Answer:
Brief Explanation is given below
Step-by-step explanation:
According to the central limit theorem, the average of a sample of data will be closer to the average of the general population in question, as the sample size increases, despite the actual distribution of the data. In other words, the data is accurate if the distribution is normal or aberrant.
As a general rule, sample sizes equal to or greater than 30 are considered sufficient for the CLT to be maintained, which means that the distribution of the sample means is distributed quite normally. Therefore, the more samples taken, the more plotted results take the form of a normal distribution.
The Central Limit Theorem exhibits a phenomenon in which the average of the sample means and the standard deviations are equal to the population mean and the standard deviation, which is extremely useful for accurately predicting the characteristics of the populations.

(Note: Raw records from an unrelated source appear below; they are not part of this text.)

PR #301, opened 2019-06-17
Async Healthcheck

DimitarPetrov:
## Motivation

Currently SM healthcheck works synchronously (calls all dependant components synchronously every time a call to /v1/health comes). This is not optimal and introduces unnecessary load both on SM and the dependencies.

 Using https://github.com/InVisionApp/go-health healthchecks can happen asynchronously from the API call. We could remember the results of the last few executions so that we can return 500 on /v1/health only if the pg health indicator has failed 3-4 times in a row. This way we can avoid micro outages (e.g. if we couldnt reach the db for 5min straight, then we report status 500) otherwise we report 200 OK with body that mentions that db is down. This way hopefully we avoid microoutages reports caused by other components. We can leverage logic from the dependency in 1. that would help implement this

## Approach
Each indicator could be configured separately in application.yml. The properties which could be configured are if the indicator is fatal or not, which says if the health of this indicator will affect the overall health. Failures treshold which is how much times in a row an indicator must report down until the component is considered down. And last is the interval time between each check for the component.

Example structure is:
```
...
health:
  indicators:
    storage:
      fatal: true
      failures_treshold: 3
      interval: 30
...
``` 

### Positive response sample
```
{
  "details": {
    "ping": {
      "check_time": "2019-06-25T09:44:23.270103+03:00",
      "fatal": true,
      "first_failure_at": "0001-01-01T00:00:00Z",
      "name": "ping",
      "num_failures": 0,
      "status": "UP"
    },
    "storage": {
      "check_time": "2019-06-25T09:44:23.270114+03:00",
      "fatal": true,
      "first_failure_at": "0001-01-01T00:00:00Z",
      "name": "storage",
      "num_failures": 0,
      "status": "UP"
    }
  },
  "status": "UP"
}
```

### Negative response sample (Treshold not exceeded and overall status is UP)
```
{
  "details": {
    "ping": {
      "check_time": "2019-06-25T09:46:23.272538+03:00",
      "fatal": true,
      "first_failure_at": "0001-01-01T00:00:00Z",
      "name": "ping",
      "num_failures": 0,
      "status": "UP"
    },
    "storage": {
      "check_time": "2019-06-25T09:46:23.274558+03:00",
      "error": "dial tcp [::1]:5432: connect: connection refused",
      "fatal": true,
      "first_failure_at": "2019-06-25T09:46:23.274626+03:00",
      "name": "storage",
      "num_failures": 1,
      "status": "DOWN"
    }
  },
  "status": "UP"
}
```
I made a PR in the library to make some of the fields in response optional since some of them are most of the time zero values like `first_failure_at` and `num_failures` when the component is UP, but still no response.
https://github.com/InVisionApp/go-health/pull/64


KirilKabakchiev:
If we use more than the 100 lines of async collection of healths its worth using it - otherwise not. If we decide to use it we should make sure the pkg package does not expose any imports to this library (e.g. its internal implementation detail of the sm framework)

My idea was about from the async collection of healths to also configure the library logging to use our logger so that we get health logging. 

Also the library stores health failure timestamps and consecutive number of failures and other details which we could look at and decide if we want to enrich our health response with these extra details.
and some predefined healthcheckers such as Reachable, HTTP and SQLDB - but those are not a big deal.

pkg/sm/sm.go
```diff
@@ -182,10 +196,34 @@ func (smb *ServiceManagerBuilder) Build() *ServiceManager {
...
+			Interval: time.Duration(smb.health.Interval) * time.Second,
+		})
+
+		if err != nil {
+			return err
+		}
+	}
+	smb.RegisterControllers(healthcheck.NewController(healthz, smb.HealthAggregationPolicy, smb.health.FailuresTreshold))
+
+	err := healthz.Start()
```
dpanayotov: somewhere you should listen for `ctx.Done()` and call `healthz.Stop()`

pkg/sm/sm.go
```diff
@@ -182,10 +196,34 @@ func (smb *ServiceManagerBuilder) Build() *ServiceManager {
...
+	if err != nil {
```
dpanayotov: inline

storage/interfaces.go
```diff
@@ -182,7 +175,6 @@ type TransactionalRepositoryDecorator func(TransactionalRepository) (Transaction
 //go:generate counterfeiter . Storage
 type Storage interface {
 	OpenCloser
-	Pinger
```
dpanayotov: This works just because the storage implementation is hardcoded in `sm.New` to use `postgres.Storage`. Assuming it is not, this should be reverted.

pkg/health/types.go
```diff
@@ -16,6 +16,36 @@
...
 
+import (
+	"fmt"
+	"github.com/InVisionApp/go-health"
+)
+
+// Settings type to be loaded from the environment
+type Settings struct {
+	FailuresTreshold int64 `mapstructure:"failures_treshold" description:"maximum failures in a row until component is considered down"`
+	Interval         int64 `description:"seconds between health checks of components"`
```
dpanayotov: change this to `time.Duration` and add `mapstructure`. if `time.Duration` adjust the description

pkg/health/types.go
```diff
@@ -16,6 +16,36 @@
...
+		Interval:         60,
+	}
+}
+
+// Validate validates the health settings
+func (s *Settings) Validate() error {
+	if s.FailuresTreshold < 0 {
+		return fmt.Errorf("validate Settings: FailuresTreshold must be >= 0")
+	}
+	if s.Interval < 0 {
```
dpanayotov: I suppose this should be something larger. Like 30s/60s at least?

pkg/health/aggregation_policy.go
```diff
@@ -16,26 +16,40 @@
...
 	details := make(map[string]interface{})
 	for k, v := range healths {
-		details[k] = v
+		details[k] = ConvertStatus(v.Status)
 	}
 	return New().WithStatus(overallStatus).WithDetails(details)
 }
+
+// ConvertStatus converts go-health status to Status
+func ConvertStatus(status string) Status {
```
dpanayotov: I can't decide if it would be better to change our statuses from UP and Down to OK and Failed to avoid this.

pkg/health/aggregation_policy.go
```diff
@@ -16,26 +16,40 @@
...
 // Apply aggregates the given healths
-func (*DefaultAggregationPolicy) Apply(healths map[string]*Health) *Health {
+func (*DefaultAggregationPolicy) Apply(healths map[string]health.State, failureTreshold int64) *Health {
 	if len(healths) == 0 {
 		return New().WithDetail("error", "no health indicators registered").Unknown()
 	}
 	overallStatus := StatusUp
 	for _, health := range healths {
-		if health.Status == StatusDown {
+		if health.Status == "failed" && health.ContiguousFailures > failureTreshold {
```
dpanayotov: `health.ContiguousFailures > failureTreshold` introduces behavior, which I'm not sure we want for all health indicators.
If the storage is down when healthcheck call comes, you might get a response with body that says `failed`, but you'll get status `200 OK`. This will happen if the time between the detection of storage down and the call is less than `failureThreshold * interval`. 
Assuming we configure `interval=60s` and `/v1/monitor/health` is called every 5 minutes - on the 4th minute the storage fails and now on the health call we get `200 OK` but with failure response. Assuming there is a storage outage for 4 minutes (1 minute before the next health call) then the next health call will report UP again. However, the service has not been operational for 4 minutes and all storage operations were failing.

Does it make sense to have the health configuration be a `map[string]Settings` where each health indicator can be separately configured with `failureThreshold` and `interval`? Then we might configure the storage healthcheck to report down even after 1 failure.

api/healthcheck/healthcheck_controller.go
```diff
@@ -17,32 +17,38 @@
...
 }
 
 // healthCheck handler for GET /v1/monitor/health
 func (c *controller) healthCheck(r *web.Request) (*web.Response, error) {
 	ctx := r.Context()
 	logger := log.C(ctx)
-	logger.Debugf("Performing health check with %s...", c.indicator.Name())
-	healthResult := c.indicator.Health()
+	logger.Debugf("Performing health check...")
+	healthState, _, _ := c.health.State()
```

In Finance or decision Making with example
The CLT is useful when examining the returns of an individual share or broader indices, because the analysis is simple, due to the relative ease of generating the necessary financial data. Consequently, investors of all kinds rely on the CLT to analyze the profitability of the shares, build portfolios and manage risk.
Say, for example, that an investor wishes to analyze the overall performance of a stock index that comprises 1,000 shares. In this scenario, that investor can simply study a random sample of shares, to cultivate the estimated returns of the total index. At least 30 randomly selected actions must be sampled, in various sectors, to maintain the central limit theorem. In addition, previously selected actions should be exchanged with different names, to help eliminate bias.